From a commercial availability standpoint, CAS 17105-65-6 is supplied by specialty chemical manufacturers with varying purity grades. Procurement-related searches such as "phosphonic acid dimethyl ester suppliers" and "4-methoxybenzyl phosphonate availability" reflect the compound's niche market position. Quality control specifications and batch-to-batch consistency are critical factors for end-users in research and industrial applications.

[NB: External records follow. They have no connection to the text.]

PR #175, opened 2023-03-20
feat: trim QR code reader result

peterpeterparker:
# Motivation

This morning I noticed some leading spaces in a QR code I scanned. Probably worth trimming the result so that user will not have to edit the input field afterwards to remove such empty characters.


lmuntaner (approved):
Thanks!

Environmental fate studies of Phosphonic acid,P-[(4-methoxyphenyl)methyl]-, dimethyl ester contribute to understanding its ecological impact. Research into "phosphonate biodegradation pathways" and "environmental persistence of aromatic phosphonates" addresses growing regulatory and sustainability concerns. These studies help establish proper handling and disposal protocols for the compound in various applications.

The compound's physical properties, including solubility characteristics and thermal stability, make it suitable for diverse formulation applications. Formulators often search for "phosphonate ester solubility parameters" and "compatibility with polymer matrices" when developing new material systems. These properties are particularly relevant for creating specialized coatings or additive formulations.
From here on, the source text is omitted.